As in previous years, the American zone qualifiers of the Thomas Cup of 1961 were limited to a dual meet between the United States and Canada that was won as always by the former team. These games were held at Toronto, Canada, on the 24 and 25 February 1961.

| United States United States | Canada Canada | Set 1 | Set 2 | Set 3 |
|---|---|---|---|---|
| Jim Poole | J. Carnwath | 15-10 | 15-0 |  |
| Jim Poole | B. Westcott | 15-4 | 15-3 |  |
| Bill E. Berry | Wayne Macdonell | 12-15 | 15-10 | 15-4 |
| Bill E. Berry | J. Carnwath | 15-7 | 15-7 |  |
| Manny Armendariz | Bert Fergus | 7-15 | 17-16 | 2-15 |
| JC Alston - TW Rogers | Bert Fergus - B. Westcott | 15-4 | 15-1 |  |
| JC Alston - TW Rogers | J. Martin - H. Kirkconnell | 15-8 | 15-4 |  |
| Jim Poole - Manny Armendariz | J. Martin - H. Kirkconnell | 15-1 | 15-11 |  |
| Jim Poole - Manny Armendariz | Bert Fergus - B. Westcott | 8-15 | 15-12 | 7-15 |

The United States defeated Canada 7-2. Jim Poole won his 2 singles matches in 2 sets, plus one more together with Manny Armendariz.

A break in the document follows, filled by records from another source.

PR #6975, opened 2026-09-07
fix: harden the langchain converters against non-spec content blocks

### LINKED ISSUE #6768: harden the shared langchain content block converter against non-spec blocks
## problem

#6753 closed the container-level holes in `@assistant-ui/react-langchain`'s converter (`null` content, non-array content, `null` entries inside a content array). two holes in the same class are still open, both reachable from the same non-spec provider payloads the "defensive converters" rule in `AGENTS.md` targets.

### 1. a text block with no `text` produces a part that violates its own contract

`convertLangChainContentBlock` passes the block's payload field through unchecked at `packages/react-langchain/src/converter.ts:62`:

```ts
case "text":
case "text_delta":
  return { type: "text" as const, text: part.text };
```

so a block that is a well-formed object but carries no `text` survives #6753's `contentBlocks` guard (it only rejects non-objects) and yields a part violating the `text: string` contract:

```ts
convertLangChainBaseMessage(
  { _getType: () => "human", id: "m", content: [{ type: "text" }] },
  {},
);
// → [{ type: "text", text: undefined }]
```

that is not inert. `actionBarCopyDisabled` reads `part.text.length` over `s.message.parts` (`packages/core/src/store/primitive-predicates.ts:31`), so a thread carrying one such block throws `TypeError: Cannot read properties of undefined (reading 'length')` as soon as the copy action's disabled state is computed.

the guarding is inconsistent within the same switch: `image_url` returns `null` when its url is missing and `reasoning` coalesces with `part.reasoning ?? ""`, while `text`, `text_delta`, and `thinking` pass theirs through raw. `@assistant-ui/react-langgraph` imports this converter (`convertLangChainMessages.ts:18`), so one fix covers both packages.

### 2. `react-langgraph`'s `contentToParts` still has the array-entry gap

`packages/react-langgraph/src/convertLangChainMessages.ts:122` guards `content == null` and the string case, then maps without a per-entry guard, and the first thing the callback reads is `part.type` (line 132). a `null` or `undefined` entry throws `TypeError: Cannot read properties of null (reading 'type')`, the exact failure #6753 closed on the langchain side. that PR named this as a deliberate follow-up; the cross-runtime parity rule wants the two converters agreeing rather than diverging.

## suggested change

for (1), coalesce the missing field inside the shared `convertLangChainContentBlock` so both packages inherit it, following what `reasoning` already does.

for (2), lift #6753's `contentBlocks` filter into the langgraph converter, or share it, so both converters agree on what counts as a usable content block.

## verification

both cases reproduce on `main` today. each should get a colocated test that fails without the guard and passes with it, matching the shape #6753 used.

<a href="https://rupic.dev/s/s2.Adpi-Kl4g_kOzcIaKjP2SxoV-vjn_mpo5f9fgh4_K29ZqkQa9F6RwpvK6FQ?ref=github" target="_blank" rel="noopener noreferrer"><picture><source media="(prefers-color-scheme: dark)" srcset="https://rupic.dev/badges/track-dark-v1.svg">Track in Rupic</picture></a>

Kinfe123:
Closes #6768.

## Problem

Two holes remained in the class #6753 closed, both reachable from the same non-spec provider payloads the "defensive converters" rule targets, and both reproducing on main:

1. A well-formed text block with no `text` field survives #6753's container guard (which only rejects non-objects) and `convertLangChainContentBlock` passes the missing field through, yielding `{ type: "text", text: undefined }` — a part violating its own `text: string` contract, inherited by both `react-langchain` and `react-langgraph` through the shared converter.
2. `react-langgraph`'s `contentToParts` maps a content array without a per-entry guard and reads `part.type` first, so a `null` entry throws `TypeError: Cannot read properties of null (reading 'type')` — the exact failure #6753 fixed on the langchain side, named there as a deliberate follow-up.

## Change

Per the issue's suggested shape:

- The shared `convertLangChainContentBlock` coalesces a missing or non-string `text` to `""`, so both packages inherit the guard. Coalescing (rather than dropping, as the `reasoning` case does) preserves the existing behavior for streaming `text_delta` frames that legitimately carry empty text.
- `react-langgraph`'s `contentToParts` filters non-object entries before mapping — #6753's `contentBlocks` filter lifted into the langgraph converter rather than exported, keeping `@assistant-ui/react-langchain`'s published surface unchanged. This also aligns the two converters on tolerating stray string entries, per the cross-runtime parity rule.

One extra test pins a neighboring seam that turned out to be accidentally safe: `getStringContent` maps a textless block to `undefined`, but `Array.prototype.join` renders that as an empty string, so system text was never corrupted — pinned so a future refactor away from `join` cannot regress it silently.

## Verification

- Both repros fail on main exactly as filed: the coalesce test sees `text: undefined`, the langgraph null-entry test throws the issue's `TypeError`. Both pass with the fix.
- Full suites: `react-langchain` 140 passed, `react-langgraph` 315 passed. (An initial 127-test failure storm in langgraph was ruled out as stale local dists: the identical failures reproduce on a clean main checkout and disappear after `turbo build` of the dependency graph, with zero source changes involved.)

## Public surface

No API changes; no new exports. Patch changesets for `@assistant-ui/react-langchain` and `@assistant-ui/react-langgraph`.

<a href="https://cubic.dev/pr/assistant-ui/assistant-ui/pull/6975?utm_source=github" target="_blank" rel="noopener noreferrer" data-no-image-dialog="true"><picture><source media="(prefers-color-scheme: dark)" srcset="https://www.cubic.dev/buttons/review-in-cubic-dark.svg"><source media="(prefers-color-scheme: light)" srcset="https://www.cubic.dev/buttons/review-in-cubic-light.svg">Review in cubic</picture></a>

<a href="https://rupic.dev/s/s2.dWQiudeOhEqlQZR7Igd4KvYVKgnVIjeH9QD5ZSi1WHqmJOs0u73lDkkVRu0?ref=github" target="_blank" rel="noopener noreferrer"><picture><source media="(prefers-color-scheme: dark)" srcset="https://rupic.dev/badges/track-dark-v1.svg">Track in Rupic</picture></a>

### DIFF
--- a/.changeset/langchain-converter-hardening.md
+++ b/.changeset/langchain-converter-hardening.md
@@ -1,0 +1,6 @@
+---
+"@assistant-ui/react-langchain": patch
+"@assistant-ui/react-langgraph": patch
+---
+
+fix: harden the shared content block converter against non-spec blocks
--- a/packages/react-langchain/src/convertMessages.test.ts
+++ b/packages/react-langchain/src/convertMessages.test.ts
@@ -6,6 +6,7 @@ import {
   getMessageContent,
   getMessageType,
 } from "./convertMessages";
+import { createLangChainStreamingTimingAccessors } from "./converter";
 import type { LangChainBaseMessage, UIMessage } from "./types";
 
 const humanMessage = (content: unknown): LangChainBaseMessage => ({
@@ -1148,7 +1149,28 @@ describe("convertLangChainBaseMessage malformed messages", () => {
     expect(contentOf(result)).toEqual([{ type: "text", text: "" }]);
   });
 
-  it("skips a textless block when collecting system text", () => {
+  it("skips null entries when measuring streamed text length", () => {
+    const { getTextLength } = createLangChainStreamingTimingAccessors<{
+      id?: string | undefined;
+      content?: unknown;
+      _getType: () => string;
+    }>((message) => message._getType());
+
+    expect(
+      getTextLength(
+        [
+          {
+            _getType: () => "ai",
+            id: "ai-1",
+            content: [null, { type: "text", text: "abc" }, undefined],
+          },
+        ],
+        "ai-1",
+      ),
+    ).toBe(3);
+  });
+
+  it("renders a textless block as empty system text", () => {
     const result = convertLangChainBaseMessage(
       {
         _getType: () => "system",
--- a/packages/react-langchain/src/convertMessages.test.ts
+++ b/packages/react-langchain/src/convertMessages.test.ts
@@ -1139,6 +1139,28 @@ describe("convertLangChainBaseMessage malformed messages", () => {
     expect(contentOf(result)).toEqual([{ type: "text", text: "kept" }]);
   });
 
+  it("coalesces a text block without a text field to empty text", () => {
+    const result = convertLangChainBaseMessage(
+      humanMessage([{ type: "text" }]),
+      {},
+    );
+
+    expect(contentOf(result)).toEqual([{ type: "text", text: "" }]);
+  });
+
+  it("skips a textless block when collecting system text", () => {
+    const result = convertLangChainBaseMessage(
+      {
+        _getType: () => "system",
+        id: "msg-7",
+        content: [{ type: "text" }, { type: "text", text: "kept" }],
+      },
+      {},
+    );
+
+    expect(contentOf(result)).toEqual([{ type: "text", text: "kept" }]);
+  });
+
   it("skips null entries when collecting system text", () => {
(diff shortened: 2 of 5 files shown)


Kinfe123:
Both review findings addressed in bcaf2c688: `getTextLength` in the streaming timing accessor now skips non-object entries before reading `part.type` — verified the new test throws the exact `TypeError` without the guard and passes with it (141 langchain + 315 langgraph tests green). And the system-text test is retitled to "renders a textless block as empty system text", since cubic is right that nothing is skipped there — `join` coalesces the undefined, which is exactly the accidental safety the pin exists to protect.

Joseph Cameron Alston and T Wynn Rogers, won their 2 doubles matches in 2 sets as well. Bill E. Berry also won his 2 singles games. Perhaps the most outstanding Canadian figure was Bert Fergus who won his singles match against Manny Armendariz, and one men's doubles match as a couple of B. Westcott to Jim Poole and Manny Armendariz.

The United States would face—later on the Inter-zone play-offs—the powerful team of Denmark led by their badminton legends: Erland Kops and Finn Kobbero.